The game was also a commercial success, outselling Madden 93 and doing a million copies. In Sweden, NHL '94 became part of Sega's push into the country's ice hockey market. Sega's Swedish distributor Brio used Mats Sundin as a spokesman for both NHLPA '93 and NHL '94. Brio had also become a sponsor of the Swedish Elitserien, placing Sega logos on players' helmets for visibility during television broadcasts. The success of EA's hockey games subsequently encouraged Brio and Electronic Arts to develop the Sweden-specific Elitserien 95 for the Mega Drive.

Review score
| Publication | Score |
|---|---|
| AllGame | 4.5/5 (Genesis) 3.5/5 (SNES) 4.5/5 (PC) 3.5/5 (SCD) |

===Accolades===
IGN ranked the game 59th on their "Top 100 SNES Games of All Time." They opined that NHL '94 "Truly defined hockey adaptations in the 16-bit era." They also praised the four-player multiplayer mode and described the single-player gameplay as "Fast and frantic pace of skating and slap-shotting here felt utterly unrivaled." The only criticism they had was that NHL '94 removed the option to brawl with the opposing team. In 1994, PC Gamer US named NHL Hockey the 11th-best computer game ever.
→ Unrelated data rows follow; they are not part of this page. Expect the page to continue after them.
PR #232, opened 2025-07-15
feat: emit a warning when implicit parent conflict found

letFunny:

-----

### DIFF
--- a/internal/slicer/slicer.go
+++ b/internal/slicer/slicer.go
@@ -251,8 +251,8 @@ func Run(options *RunOptions) error {
 	}
 
 	for _, path := range implicitConflicts {
-		// If a directory is listed in the report it means it was listed
-		// explictly in an SDF, there is no conflict.
+		// A directory is listed in the report if and only if it was listed
+		// explictly in an SDF, meaning there is no conflict.
 		if _, ok := report.Entries[path]; !ok {
 			logf(`Warning: Attempted to extract path "%s" with different `+
 				`modes which are not handled explicitly. Check the manifest for `+
--- a/internal/slicer/slicer.go
+++ b/internal/slicer/slicer.go
@@ -172,7 +172,7 @@ func Run(options *RunOptions) error {
 
 	// Record directories which are created but where not listed in the slice
 	// contents.
-	createdNotListed := map[string]fs.FileMode{}
+	notInSliceContents := map[string]fs.FileMode{}
 	// Record directories which may be an implicit conflict.
 	var implicitConflicts []string
 	// Creates the filesystem entry and adds it to the report. It also updates
@@ -187,7 +187,7 @@ func Run(options *RunOptions) error {
 		if o.Mode.IsDir() {
 			relPath = relPath + "/"
 		}
-		listed := false
+		inSliceContents := false
 		until := setup.UntilMutate
 		mutable := false
 		for _, extractInfo := range extractInfos {
@@ -202,7 +202,7 @@ func Run(options *RunOptions) error {
 			if !ok {
 				return fmt.Errorf("internal error: path %q not listed in slice contents", extractInfo.Path)
 			}
-			listed = true
+			inSliceContents = true
 			mutable = mutable || pathInfo.Mutable
 			if pathInfo.Until == setup.UntilNone {
 				until = setup.UntilNone
@@ -216,7 +216,7 @@ func Run(options *RunOptions) error {
 			}
 		}
 
-		if listed {
+		if inSliceContents {
 			data := pathData{
 				mutable:  mutable,
 				until:    until,
@@ -224,10 +224,10 @@ func Run(options *RunOptions) error {
 			}
 			addKnownPath(knownPaths, relPath, data)
 		} else {
-			if mode, ok := createdNotListed[relPath]; ok && mode != o.Mode {
+			if mode, ok := notInSliceContents[relPath]; ok && mode != o.Mode {
 				implicitConflicts = append(implicitConflicts, relPath)
 			}
-			createdNotListed[relPath] = o.Mode
+			notInSliceContents[relPath] = o.Mode
 		}
 		return nil
 	}
--- a/internal/slicer/slicer.go
+++ b/internal/slicer/slicer.go
@@ -170,17 +170,16 @@ func Run(options *RunOptions) error {
 		return fmt.Errorf("internal error: cannot create report: %w", err)
 	}
 
+	// Record directories which are created but where not listed in the SDF.
+	createdNotListed := map[string]fs.FileMode{}
+	// Record directories which may be an implicit conflict.
+	var implicitConflicts []string
 	// Creates the filesystem entry and adds it to the report. It also updates
 	// knownPaths with the files created.
 	create := func(extractInfos []deb.ExtractInfo, o *fsutil.CreateOptions) error {
 		entry, err := fsutil.Create(o)
 		if err != nil {
 			return err
-		}
-		// Content created was not listed in a slice contents because extractInfo
-		// is empty.
-		if len(extractInfos) == 0 {
-			return nil
 		}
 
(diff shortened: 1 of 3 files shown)


internal/slicer/slicer.go
```diff
@@ -170,18 +170,17 @@ func Run(options *RunOptions) error {
...
+	// Record directories which may be an implicit conflict.
+	var implicitConflicts []string
 	// Creates the filesystem entry and adds it to the report. It also updates
 	// knownPaths with the files created.
 	create := func(extractInfos []deb.ExtractInfo, o *fsutil.CreateOptions) error {
 		entry, err := fsutil.Create(o)
 		if err != nil {
 			return err
 		}
-		// Content created was not listed in a slice contents because extractInfo
```
letFunny, line 180: [Comment for reviewer]: This was an optimization which was only skipping some variable assignment and an empty for loop. It is simpler if we remove it and continue processing the path normally rather than adding the logic for finding implicit conflicts twice.

internal/slicer/slicer.go
```diff
@@ -170,18 +170,17 @@ func Run(options *RunOptions) error {
 		return fmt.Errorf("internal error: cannot create report: %w", err)
 	}
 
+	// Record directories which are created but where not listed in the SDF.
```
niemeyer: s/SDF/slice contents/

This acronym sounds somewhat cryptic. We don't even have a Slice Definition File, strictly speaking, since the yaml file is for a package.

internal/slicer/slicer.go
niemeyer: Ack.

internal/slicer/slicer.go
```diff
@@ -223,6 +222,11 @@ func Run(options *RunOptions) error {
 				hardLink: entry.Mode.IsRegular() && entry.Link != "",
 			}
 			addKnownPath(knownPaths, relPath, data)
+		} else {
+			if mode, ok := createdNotListed[relPath]; ok && mode != o.Mode {
+				implicitConflicts = append(implicitConflicts, relPath)
+			}
+			createdNotListed[relPath] = o.Mode
```
niemeyer: Isn't inSliceContents and createdNotListed opposites of each other?  If so, let's please unify terminology.

internal/slicer/slicer.go
```diff
@@ -246,6 +250,17 @@ func Run(options *RunOptions) error {
 		}
 	}
 
+	for _, path := range implicitConflicts {
+		// A directory is listed in the report if and only if it was listed
+		// explictly in an SDF, meaning there is no conflict.
```
niemeyer: s/an SDF/the slice contents/

The logic is also also not complete, in the sense that it's not that there might be no conflict, but rather that we detect such conflicts earlier as we forbid extracted content from multiple packages when paths match.

internal/slicer/slicer.go
```diff
@@ -246,6 +250,17 @@ func Run(options *RunOptions) error {
...
+		if _, ok := report.Entries[path]; !ok {
+			logf(`Warning: Attempted to extract path "%s" with different `+
```
niemeyer: This may be shortened a bit:

"Warning: Path %q has diverging modes in different packages. Please report."

internal/slicer/suite_test.go
```diff
@@ -10,16 +10,43 @@ import (
...
+	logProxy *LogProxy
+}
 
 var _ = Suite(&S{})
 
 func (s *S) SetUpTest(c *C) {
 	slicer.SetDebug(true)
-	slicer.SetLogger(c)
+	s.logProxy = &LogProxy{c, ""}
+	slicer.SetLogger(s.logProxy)
```
niemeyer: We shouldn't have to change anything here. Logs are available from c, exactly for this purpose.

internal/slicer/slicer.go
letFunny: This is the terminology we use for the user documentation in Chisel ([example](https://documentation.ubuntu.com/chisel/en/latest/reference/chisel-releases/slice-definitions/)) as well as in Chisel releases (see [README](https://github.com/canonical/chisel-releases/blob/main/README.md?plain=1#L36)).

I will change it in the code but maybe we need a more general change there.

internal/slicer/slicer.go
letFunny: I have changed `inSliceContents` to `listed` which I think is also much simpler and enough given the context of the function and the terminology. It also matches the rest of the comments were we generally use "listed".

internal/slicer/slicer.go
letFunny: > The logic is also also not complete, in the sense that it's not that there might be no conflict, but rather that we detect such conflicts earlier as we forbid extracted content from multiple packages when paths match.

This is true. I assume we want to put a comment there to say that, I will add one and try to avoid being overly verbose.

internal/slicer/suite_test.go
letFunny: Yes but AFAIK logs are available for the whole suite, see https://pkg.go.dev/gopkg.in/check.v1?utm_source=godoc#C.GetTestLog that returns the whole log. And I couldn't find a way to clear it per test.

In this case we want to check each test for warnings which is why I need to trim it.

internal/slicer/slicer.go
niemeyer: Let's please take the chance to fix our README too.  I don't control that documentation, but I would recommend against using such acronyms there as well.

internal/slicer/slicer.go
niemeyer: This was the correct one apparently?  That literally says "in slice contents", right?  The "contents" field under the "slices" key?

internal/slicer/suite_test.go
niemeyer: Should be trivial to mark the start of the test, I suppose?

internal/slicer/slicer.go
letFunny: Sure, we can use that one, I just thought the other one will be too long: `notInSliceContents`.

internal/slicer/slicer.go
letFunny: Can we do it in another PR? this has to be coordinated with @cjdcordeiro  and possibly the technical author.

internal/slicer/suite_test.go
letFunny: Done.

internal/slicer/slicer_test.go
```diff
@@ -2026,6 +2069,19 @@ func runSlicerTests(c *C, tests []slicerTest) {
 				c.Assert(err, IsNil)
 				c.Assert(pkgsDump, DeepEquals, test.manifestPkgs)
 			}
+
+			// Find the log output of this test by trimming the suite output
+			// until we find the last occurrence of the summary.
+			testLogs := strings.Split(c.GetTestLog(), fmt.Sprintf("Summary: %s", test.summary))
```
niemeyer: As mentioned in our conversation before the PR was re-proposed, let's please use an explicit marker:

const logMarker = "---log-marker---"
c.Logf(logMarker)
...
strings.Split(c.GetTestLog(), logMarker)

Besides being simpler, this is also more obvious and prevents having two points in this code that depend on each other with no explicit relationship, and that will break silently if they go out of sync. E.g. tests with no summary, or if the string is changed on either end.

The editors called it "nearly flawless in its representation of the speed and the strategies of full-tilt, real-time NHL hockey – and besides, it's one of the best PC games available." That same year, PC Gamer UK named it the 41st-best computer game of all time, calling it "one of the most enjoyable PC sports sims to date". In 1996, GamesMaster ranked the Mega Drive version 65th in its "Top 100 Games of All Time."

==Legacy==
NHL '94 is often considered among the greatest sports games ever made, including number one by Boston.com. The Genesis version was included as #61 on Electronic Gaming Monthlys "100 Best Games of All Time" in 1997 and as #47 on IGNs Top 100 Games of All-Time in 2005. Bleacher Report listed it as the second-best hockey video game ever made (behind NHL 10 and called it "one of the best video games ever made". In 2012, GamesRadar ranked it as the 25th-best Sega Genesis game due in part to its realism; it jumped to 15th when the list was updated in 2014.

Former NHL player Jeremy Roenick credits his fame to the exposure he received from NHL '94, as he was listed as one of the best players in the game.

The goal horn sound from the Sega Genesis version was used in the World of CHEL mode since NHL 19 as an unlockable goal horn.